The used amount of the predetermined compound is not particularly limited, but the amount of the predetermined compound per 100 parts by weight of the plant protein is, for example, 0.00005 to 1 part by weight, and preferably 0.0005 to 0.7 parts by weight from the viewpoint of further enhancing the crosslinkability of the plant protein. When the manufacturing method of the present invention is used for the manufacturing a meat-like processed food product using a textured plant protein material, the amount of the predetermined compound per 100 parts by weight of the textured plant protein material (swollen with water) is, for example, 0.00001 to 0.1 parts by weight, and preferably 0.0001 to 0.07 parts by weight, more preferably 0.0003 to 0.04 parts by weight, and further preferably 0.0005 to 0.02 parts by weight from the viewpoint of further improving the meat-like characteristics (particularly binding properties) in the meat-like processed food product.
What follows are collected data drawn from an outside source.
Issue #4075, opened 2024-05-01
Fix autodiff test failures after enabling debug symbol.


csyonghe:
The following tests are failing with PR #4070:

tests/autodiff/struct-this-parameter.slang
tests/autodiff/was/warped-sampling-1d.slang

These two tests are failing after enabling debug symbol, and is currenlty worked around by add `-g0` to test options.
We need to investigate why the tests is producing HLSL with out of bound access when debug symbol is enabled.

When we enable debug symbols, we will insert `IRDebugValue` isnts that are considered to have side effects, thus prevent optimization of loops. This for some reason leads to us generating backward propagation functions that access out-of-bounds in arrays.

PR #4090, opened 2024-05-02
Fix unzipping logic for inout non-diff parameters and adjust tests

saipraveenb25:
+ Removed `-g0` from `struct-this-parameter.slang` test. Works correctly with the new unzipping logic.
+ Removed `-g0` from `was/warped-sampling-1d.slang` test. Works correctly with DX12 & CS_5_1. CS_5_0 appears to run into an FXC compiler bug with detecting infinite loops where there don't appear to be any.

Fixes issue #4075


source/slang/slang-ir-autodiff-unzip.h
```diff
@@ -372,10 +372,30 @@ struct DiffUnzipPass
             }
             else
             {
-                // For non differentiable arguments, we can simply pass the argument as is
-                // if this isn't a `out` parameter, in which case it is removed from propagate call.
-                if (!as<IROutType>(arg->getDataType()))
-                    diffArgs.add(arg);
+                // Ignore `out` parameters since these are removed from propagate call.
+                if (!as<IROutType>(resolvedPrimalFuncType->getParamType(ii)))
```
csyonghe, line 376: General code style: avoid unnecessary nesting levels if possible. In this case, we can use three flat if-else cases.

csyonghe (approved):

source/slang/slang-ir-autodiff-unzip.h
```diff
@@ -372,29 +372,31 @@ struct DiffUnzipPass
...
-                    else
-                    {
-                        // Pure 'in' type. Simply re-use the original argument inst.
-                        diffArgs.add(arg);
-                    }
+                    diffArgs.add(tempPrimalVar);
+                }
+                else
+                {
+                    // For pure 'in' type. Simply re-use the original argument inst.
```
csyonghe, line 393: what if it is `out` type?

saipraveenb25: In this case, it looks like the old out-type detection case was never hit (because it was testing the arg-type and not the param type), and instead we had logic in transposition to discard the arguments corresponding to `out` types. 

If we discard the out type args at the unzipping step, it seems to trigger some argument count equality checks. I think the right place to be doing this is at the transposition step anyway.

csyonghe: Sounds good.

csyonghe (approved):

PR #4094, opened 2024-05-02
Remove target_intrinsic from `min(int,int)`

### LINKED ISSUE #3906: Remove most uses of `__target_intrinsic` and `__specialize_for_target`

### LINKED ISSUE #4093: Use SMin/UMin for SPIR-V target
Falcor unit test is failing when "min(int,int)" function uses SMin/UMin for SPIR-V target.
```
[__readNone]
[require(cpp_cuda_glsl_hlsl_spirv, sm_2_0_GLSL_140)]
T min(T x, T y)
{
    __target_switch
    {
    case hlsl: __intrinsic_asm "min";
    case glsl: __intrinsic_asm "min";
    case cuda: __intrinsic_asm "$P_min($0, $1)";
    case cpp: __intrinsic_asm "$P_min($0, $1)";
#if 0 // <==== THIS NEEDS TO BE ENABLED.
    case spirv:
        if (__isSignedInt<T>())
            return spirv_asm {
                OpExtInst $$T result glsl450 SMin $x $y
            };
        else
            return spirv_asm {
                OpExtInst $$T result glsl450 UMin $x $y
            };
#endif
    default:
        return (x < y) ? x : y;
    }
}
```
When the code above is enabled, CI fails on the following Falcor test, which appears to be an application crash.
```
[----------] 12 tests from SampleGeneratorTests.cpp
[ RUN      ] SampleGeneratorTests.cpp:SampleGenerator_HeitzBelcour (D3D12)
[       OK ] SampleGeneratorTests.cpp:SampleGenerator_HeitzBelcour (D3D12) (3494 ms)
[ RUN      ] SampleGeneratorTests.cpp:SampleGenerator_HeitzBelcour (Vulkan)
[       OK ] SampleGeneratorTests.cpp:SampleGenerator_HeitzBelcour (Vulkan) (3566 ms)
[ RUN      ] SampleGeneratorTests.cpp:SampleGenerator_LeapedHalton (D3D12)
[       OK ] SampleGeneratorTests.cpp:SampleGenerator_LeapedHalton (D3D12) (1067 ms)
[ RUN      ] SampleGeneratorTests.cpp:SampleGenerator_LeapedHalton (Vulkan)
```
It can be locally reproduced only when a debug build of slang.dll is used.

jkwak-work:
Closes #3906
Closes #4093

The last remaining function that uses `__target_intrinsic` is `min(int,int)`.

For some reason, Falcor-unit-test fails on CI when this change is applied. It can be reproduced on a local machine if you use a debug build of slang.dll

### DIFF
--- a/source/slang/hlsl.meta.slang
+++ b/source/slang/hlsl.meta.slang
@@ -8389,14 +8389,32 @@ matrix<T, N, M> max(matrix<T, N, M> x, matrix<T, N, M> y)
 
 // minimum
 __generic<T : __BuiltinIntegerType>
-__target_intrinsic(hlsl)
-__target_intrinsic(glsl)
-__target_intrinsic(cuda, "$P_min($0, $1)")
-__target_intrinsic(cpp, "$P_min($0, $1)")
-__target_intrinsic(spirv, "OpExtInst resultType resultId glsl450 fus(FMin, UMin, SMin) _0 _1")
 [__readNone]
 [require(cpp_cuda_glsl_hlsl_spirv, sm_2_0_GLSL_140)]
-T min(T x, T y);
+T min(T x, T y)
+{
+    __target_switch
+    {
+    case hlsl: __intrinsic_asm "min";
+    case glsl: __intrinsic_asm "min";
+    case cuda: __intrinsic_asm "$P_min($0, $1)";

Alternatively, when the predetermined compound is a natural product derived from the organism described above, the amount of the predetermined compound per 100 parts by weight of the plant protein is, for example, 0.05 to 100 parts by weight in terms of the dry weight of the organism serving as a raw material, and is preferably 0.5 to 70 parts by weight from the viewpoint of further enhancing the crosslinkability of the plant protein. When the manufacturing method of the present invention is used for the manufacturing a meat-like processed food product using a textured plant protein material, the amount of the predetermined compound per 100 parts by weight of the textured plant protein material (swollen with water) is, for example, 0.01 to 10 parts by weight in terms of the dry weight of the organism serving as a raw material, and is preferably 0.1 to 7 parts by weight, more preferably 0.3 to 4 parts by weight, and further preferably 0.5 to 2 parts by weight from the viewpoint of further improving the meat-like characteristics (particularly binding properties) in the meat-like processed food product.
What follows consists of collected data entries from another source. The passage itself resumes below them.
PR #4099, opened 2024-05-03
Don't bottleneck Wave intrinsics through `WaveMask*` for spirv.

### LINKED ISSUE #4097: Incorrect WaveMatch result with SPIR/V
According to the "spec" the `WaveMatch` intrinsic should return `0` for any lane that is inactive or beyond `WaveGetLaneCount`. This is what I see when running a test shader compiled to HLSL. When generating SPIR/V, at least on NVIDIA the returned mask `uint4` repeats the value of `.x` across all other components instead of them being `0`.

from https://microsoft.github.io/DirectX-Specs/d3d/HLSL_ShaderModel6_5.html :

> The return value is a uint4 representing a 128b bit mask which identifies lanes in the current wave matching current lane’s value of val. Bits in the mask corresponding to inactive lanes, or at positions beyond current implementation’s wave width, will contribute 0’s. Bits in the mask corresponding to active lanes which match the value of val in the current lane will be set to 1. The bit in the mask corresponding to the current lane will always be set to 1.

csyonghe:
Fixes #4097.

### DIFF
--- a/source/slang/hlsl.meta.slang
+++ b/source/slang/hlsl.meta.slang
@@ -12359,8 +12359,7 @@ uint4 WaveMatch(T value)
     __target_switch
     {
     case hlsl: __intrinsic_asm "WaveMatch";
-    case glsl: __intrinsic_asm "subgroupPartitionNV($1)";
-    case cuda: __intrinsic_asm "_waveMatchScalar($0, $1)";
+    case glsl: __intrinsic_asm "subgroupPartitionNV($0)";
     case spirv:
         return spirv_asm
         {
@@ -12380,8 +12379,7 @@ uint4 WaveMatch(vector<T,N> value)
     __target_switch
     {
     case hlsl: __intrinsic_asm "WaveMatch";
-    case glsl: __intrinsic_asm "subgroupPartitionNV($1)";
-    case cuda: __intrinsic_asm "_waveMatchScalar($0, $1)";
+    case glsl: __intrinsic_asm "subgroupPartitionNV($0)";
     case spirv:
         return spirv_asm
         {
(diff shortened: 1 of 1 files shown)


source/slang/hlsl.meta.slang
```diff
@@ -12305,6 +12359,14 @@ uint4 WaveMatch(T value)
     __target_switch
     {
     case hlsl: __intrinsic_asm "WaveMatch";
+    case glsl: __intrinsic_asm "subgroupPartitionNV($0)";
```
sriramm-nv, line 12362: is subgroupPartitionNV part of HLSL as well?

csyonghe: This is implementing the intrinsic for the `case glsl` case, so it is for GLSL.

sriramm-nv: oh i thought HLSL was pass through case.

sriramm-nv:
looks good to me except for that one line.

source/slang/hlsl.meta.slang
csyonghe: __intrinsic_asm is like a `return`, and there is no passthrough for __target_switch.

source/slang/hlsl.meta.slang
```diff
@@ -12329,6 +12399,14 @@ uint4 WaveMatch(matrix<T,N,M> value)
     __target_switch
     {
     case hlsl: __intrinsic_asm "WaveMatch";
+    case glsl:
+    case cuda:
+    case spirv:
+        uint4 result = uint4(0xFFFFFFFF);
+        [ForceUnroll]
+        for (int i = 0; i < N; i++)
+            result &= WaveMatch(value[0]);
```
jkwak-work, line 12408: Shouldn't this be like this?
```
result &= WaveMatch(value[i]);
```

csyonghe: You are right. Thanks for catching this, will fix in a new PR.

PR #4100, opened 2024-05-03
Fix `Ptr::__subscript` to accept any integer index.

### LINKED ISSUE #4029: uint64_t invalid pointer indexer?
I've just started with slang not too long ago, and ran this:

```
struct ElementWiseInputData<T : IArithmetic>{
    T* lhs; 
    T* rhs; 
    T* out; 
    uint64_t size; 
}

void add_elements<T : IArithmetic>(ElementWiseInputData<T> input_data, uint64_t index){
    input_data.out[index] = input_data.lhs[index] + input_data.rhs[index];
}


[[vk::push_constant]] ElementWiseInputData<uint32_t> array_info; 

[shader("compute")]
[numthreads(1024,1,1)]
void add_main(uint3 threadId: SV_DispatchThreadID) {
    // test<uint> t; 
    // t.x = 3; 
     ElementWiseInputData<uint32_t> temp = array_info;  // for some reason becomes a ConstantBuffer, and can't be directly used with out copying? 
    if (threadId.x < array_info.size) {
        let index = threadId.x; 
        array_info.out[index] = array_info.lhs[index] + array_info.rhs[index];
        add_elements(temp, uint64_t(index)); //duplicated for testing reasons. 
    }    
}
```

and everything ran fine. But i'm getting some worrying warnings: 

```
Path\cmake-build-debug\examples.exe
Pathl/examples/shaders/test_shader.slang(19): warning 30081: implicit conversion from 'uint64_t' to 'int' is not recommended
    input_data.out[index] = input_data.lhs[index] + input_data.rhs[index];
                   ^~~~~
Path/examples/shaders/test_shader.slang(19): warning 30081: implicit conversion from 'uint64_t' to 'int' is not recommended
    input_data.out[index] = input_data.lhs[index] + input_data.rhs[index];
                                           ^~~~~
Path/examples/shaders/test_shader.slang(19): warning 30081: implicit conversion from 'uint64_t' to 'int' is not recommended
    input_data.out[index] = input_data.lhs[index] + input_data.rhs[index];
                                                                   ^~~~~

```
We have code we were going to transfer over to slang which most definitely needs indexes over 2^31 and 2^32. In vulkan GLSL this is not an issue, and heck, I want to say this isn't even an issue in HLSL, at least we haven't noticed it there.   It would maybe be possible to get around this by adding to the pointer itself? but I don't think we want to have to wrap pointers themselves here.

It looks like the offending line is here? 

https://github.com/shader-slang/slang/blob/52dcb5bd44aa15f07826062c53fae344d55959e9/source/slang/core.meta.slang#L697

But the underlying offsets support both int and int64:?

```
__intrinsic_op($(kIROp_GetOffsetPtr))
Ptr<T> __getOffsetPtr<T>(Ptr<T> ptr, int index);

__intrinsic_op($(kIROp_GetOffsetPtr))
Ptr<T> __getOffsetPtr<T>(Ptr<T> ptr, int64_t index); 
```

and should in theory support uint and uint64 as well with addtional functions?

csyonghe:
Fixes #4029.

The main change here is to make `__subscript` a generic on `T:__BuiltinIntegerType`, and allow parser to accept generic __subscript decls.

### DIFF
--- a/source/slang/core.meta.slang
+++ b/source/slang/core.meta.slang
@@ -694,7 +694,8 @@ struct Ptr
     __intrinsic_op($(kIROp_CastIntToPtr))
     __init(int64_t val);
 
-    __subscript(int index) -> T
+    __generic<TInt : __BuiltinIntegerType>
+    __subscript(TInt index) -> T
     {
         __intrinsic_op($(kIROp_GetOffsetPtr))
         ref;
--- a/source/slang/slang-lower-to-ir.cpp
+++ b/source/slang/slang-lower-to-ir.cpp
@@ -10050,6 +10050,10 @@ struct DeclLoweringVisitor : DeclVisitor<DeclLoweringVisitor, LoweredValInfo>
         {
             return ensureDecl(context, typedefDecl);
         }
+        else if (auto subscriptDecl = as<SubscriptDecl>(genDecl->inner))
+        {
+            return ensureDecl(context, subscriptDecl);
+        }
         SLANG_RELEASE_ASSERT(false);
         UNREACHABLE_RETURN(LoweredValInfo());
     }
--- a/source/slang/slang-parser.cpp
+++ b/source/slang/slang-parser.cpp
@@ -4311,6 +4311,7 @@ namespace Slang
             case ASTNodeType::TypeAliasDecl:
             case ASTNodeType::TypeDefDecl:
             case ASTNodeType::ExtensionDecl:
+            case ASTNodeType::SubscriptDecl:
                 return true;
             default:
                 return false;
--- a/tests/spirv/ptr-subscript.slang
+++ b/tests/spirv/ptr-subscript.slang
@@ -1,0 +1,12 @@
+//TEST:SIMPLE(filecheck=CHECK): -target spirv -entry main -stage compute -emit-spirv-directly
+
+// CHECK: OpEntryPoint
+
+ConstantBuffer<Ptr<int>> cbPtr;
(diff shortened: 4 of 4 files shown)


ArielG-NV (approved):
Looks good.

jkwak-work:
Looks good to me but wouldn't this allow little more than usual? I think __BuoltinIntegerType includes like a memory pointer type too.

csyonghe:
I think you are referring to IntPtr type? Similar to the samely named type in .net framework, IntPtr means pointer-sized integer type, which is int64 in most cases.

jkwak-work:
Right, that's what I was thinking.
Allowing Ptr<T> to be a type that can go to the subscribe operator feel like this in C++
```
int main()
{
        int var = 0;
        int *ptr = &var;
        int arr[4];
        arr[ptr] = 0; // error: invalid types ‘int [4][int*]’ for array subscript".
        return 0;
}
```
Correct me if I misunderstood.
But allowing a pointer as an array index should be an error if that's what this change does.

csyonghe:
Int* is not an BuiltinIntegerType.

IntPtr is. IntPtr is not int*. It is an int whose size is the same as a pointer.

On x86, IntPtr == Int32.
On x64, IntPtr == Int64.

csyonghe:
See https://manpages.ubuntu.com/manpages/lunar/man3/intptr_t.3type.html

jkwak-work:
Oh. I see. Thanks for clarifying it for me.

PR #4106, opened 2024-05-04
Fix macos release script.

csyonghe:


fknfilewalker:
macos bins still miss slang-rt

PR #4114, opened 2024-05-06
Delete `wrap-global-context` pass.

csyonghe:
The pass was added for the metal backend without realizing that the existing `explicit-global-context` does 99% of the job. Instead of duplicating the logic in a different pass for metal, we extend same explicit-global-context pass to work for metal.


jkwak-work (approved):
Looks good to me.
It is interesting that almost same implementation already existed.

The used amount of the predetermined compound per 1 part by weight of the polysaccharide is, for example, 0,0001 to 0.1 parts by weight, preferably 0.001 to 0.01 parts by weight, and more preferably 0.003 to 0.007 parts by weight. When the predetermined compound is a natural product derived from the organism described above, the amount of the predetermined compound per 1 part by weight of the polysaccharide is, for example, 0.01 to 10 parts by weight, preferably 0.1 to 1 part by weight, and more preferably 0.3 to 0.7 parts by weight, in terms of the dry weight of the organism serving as a raw material.
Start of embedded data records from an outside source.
PR #4116, opened 2024-05-06
Support groupshared variables for Metal.

### LINKED ISSUE #4045: Metal: groupshared variable.
In HLSL, groupshared variables are defined as global variables.
In metal, global variables are not allowed.

We currently have a pass that packs all global variables into a context. However, this is assuming all variables are threadlocal.

If we have a global variable that is groupshared, we can't just insert a field at `threadgroup` space directly into the context type, as this is disallowed by the Metal spec.

Instead, we should define all groupshared variables in entry point functions direclty as local variables, and pass a pointer to the variable in the global context. 

For example, if we have:
```
groupshared float myArray[16];
void computeMain()
{
     f();
}
void f()
{
     myArray[0] = 1;
}
```
should become:
```
struct Context
{
    array<float,16> threadgroup* myArray;
}
void computeMain()
{
     array<float,16> threadgroup myArray;
      Context ctx = {&myArray};
      f(&ctx);
}
void f(Context threadlocal* ctx)
{
    ctx->myArray[0] = 1;
}
```

csyonghe:
This change extends the explicit context pass to handle groupshared variables differently, such that they are allocated first in the entry point as a local variable, and then its pointers are passed in the global context object.

For example,
```
groupshared int data[3];
void test()
{
   int a = data[2];
}
void main()
{
    test();
}
```

Is emitted as:
```
struct KernelContext
{
    array<int,3> threadgroup* data;
};
void test(KernelContext thread* ctx)
{
    int a =  (*ctx->data)[[2];
}
void main()
{
    threadgroup array<int,3> data;
    KernelContext ctx;
    ctx.data = &data;
    test(&ctx);
}
```

Closes #4045.

### DIFF
--- a/source/slang/slang-emit-metal.cpp
+++ b/source/slang/slang-emit-metal.cpp
@@ -494,7 +494,7 @@ void MetalSourceEmitter::emitSimpleTypeImpl(IRType* type)
         case kIROp_ParameterBlockType:
         case kIROp_ConstantBufferType:
         {
-            emitType((IRType*)type->getOperand(0));
+            emitSimpleTypeImpl((IRType*)type->getOperand(0));
             m_writer->emit(" constant*");
             return;
         }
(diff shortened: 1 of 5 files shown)


source/slang/slang-emit-metal.cpp
```diff
@@ -494,7 +494,7 @@ void MetalSourceEmitter::emitSimpleTypeImpl(IRType* type)
         case kIROp_ParameterBlockType:
```
jkwak-work, line 494: I guess the answer is yes but is it correct to give "constant" keyword for parameter block type?

jkwak-work (approved):
It looks good to me.
But I have one more question.
When a threadlocal variable is declared as a function local variable scope, it isn't in the stack memory but in each thread memory?
Is it how Metal works?

csyonghe:
It means allocating the array from groupshared memory.

If you think of a normal int arr[5] as
arr = alloca(sizeof_int * 5)

Then threadgroup int arr[5] is just

arr = alloca_from_groupshared(sizeof_int*5)


If you look at the llvm ir generated from this code, it is translated back into a global group shared array by the metal compiler.

source/slang/slang-emit-metal.cpp
csyonghe: IIRC, according to the metal spec, constant memory space is what maps to a ConstantBuffer in d3d, or a uniform buffer in Vulkan.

1-5. Reaction Operation and Conditions, Etc.

In the step of causing a polysaccharide and a multi-copper oxidase (optionally, further a predetermined compound) to act on a plant protein, a plant protein mixture containing a plant protein material, a polysaccharide, a multi-copper oxidase, and optionally, further a predetermined compound in water is appropriately prepared, and a reaction for improving crosslinkability is allowed to proceed.

When the manufacturing method of the present invention is used for the manufacturing a meat-like processed food product using a textured plant protein material, a mixture containing a textured plant protein material in a state of being swollen with water, a polysaccharide, a multi-copper oxidase, and optionally, further a predetermined compound is prepared, and a reaction for improving meat-like characteristics based on crosslinkability is allowed to proceed.

In the case of containing the textured plant protein material, powdered pea protein can be further mixed with the mixture for the purpose of further improving the binding properties. The used amount of the powdered pea protein is, for example, 5 to 20 parts by weight and preferably 10 to 13 parts by w % eight per 100 parts by weight of the textured plant protein material (swollen with water).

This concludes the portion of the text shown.